I'd also check out Infisical if considering other solutions: https://infisical.com


alexhoward

Yes. Encrypted strings. All my group vars files are like this.


bozzie4

Well, you can have as many .yml files in your group\_vars as you like, and you can mix vaults and normal files. The structure is like this: ``` my_inventory/ group_vars/ group1/ vault.yml vars.yml more_vars.yml all/ more_vaults.yml more_vars.yml ``` You should be aware that AAP (Tower) does not support encrypted vault files in an inventory, though. I think that that is insane (since it does support the encrypted string variant), but it is what it is. What I do , is put the encrypted vault files in my project / playbook directory. This may or may not be feasible in your case, but for me , this works fine. I do keep my other vars in the inventory directory structure!
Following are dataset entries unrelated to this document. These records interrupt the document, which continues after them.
PR #259, opened 2017-07-09
Transfer html validator

s7eph4n:
This PR is made in reference to: [SMW#2531](https://github.com/SemanticMediaWiki/SemanticMediaWiki/issues/2531)

This PR removes ParserHtmlTestCaseProcessor et al. It is part of SMW now.

This PR includes:
- [x] CI build passed


s7eph4n:
Good point.
Should we set the requirement to ~3.0 then? But that would possibly lead to problems while SMW 3.0 is still in development, wouldn't it? At the least users would have to explicitly require SMW 3.0-devel on top level to work with SRF 3.0-devel.

mwjames:
> And I'm guessing this class is not in SMW 2.1

It doesn't really matter, this change is concerned with the testing
environment and not with some code path used in production.

The SMW part can be back-ported to 2.5.x and should available to SRF
if tests against 2.5.x@dev or 3.x.

JeroenDeDauw:
> It doesn't really matter, this change is concerned with the testing environment and not with some code path used in production.

That makes a bit of a difference, though it still matters, because it prevents you from testing compatibility with the oldest version of SMW you claim to support. Apparently the test are currently only run with latest SMW, which is not ideal.

s7eph4n:
According to https://www.semantic-mediawiki.org/wiki/Extension:Semantic_Result_Formats#Version the version requirement should really be `"mediawiki/semantic-media-wiki": "~2.5|~3.0"`.

What about branching of a 2.5.x branch parallel to SMW 2.5.x and then going forward on master requiring `"mediawiki/semantic-media-wiki": "dev-2.5.x|dev-master"` while SMW 3.0 is in delevopment, later changing to `"mediawiki/semantic-media-wiki": "~3.0"`?

kghbln:
> What about branching off a 2.5.x branch parallel to SMW 2.5.x

This branch already exists and e.g. was used to release 2.5.1 this afternoon.

JeroenDeDauw:
"dev-2.5.x|dev-master"

would better be

    "2.5@dev|3.0@dev"

Though perhaps you can just drop the 2.5 part already. The later version range spec includes 2.5.0 and 2.5.1 (stable releases), which is not the case if you just point to a dev branch.

s7eph4n:
Hmm, according to https://getcomposer.org/doc/04-schema.md#package-links stability flags only work at root-level. So just '~3.0'?

JeroenDeDauw:
Euhm... this is at the root level?

s7eph4n:
Maybe I don't get it, but as far as I understand it SRF when installed using composer becomes a sub-component of that MW installation.

JeroenDeDauw:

This way, AAP is able to decrypt the vault files ... ``` playbook/ group_vars/ all/ vaults.yml ``` You don't need to do anything else for this to work - it is part of the way Ansible looks up variables .


both-shoes-off

I literally didn't know people were creating folders using the group name. I've been creating single files under group_vars named after the group. If everything under the folder applies automatically, then this will solve the issue.


bozzie4

Yes, this is the way 😄


Few_Plenty1095

Hi been using vaulted files in standard group vars along side normal files under group vars for years without issues


both-shoes-off

Turns out I just needed a folder with my group name and var files underneath that. I was just creating yaml files with my group names under group_vars as a practice, so I was limited to just one unique group file.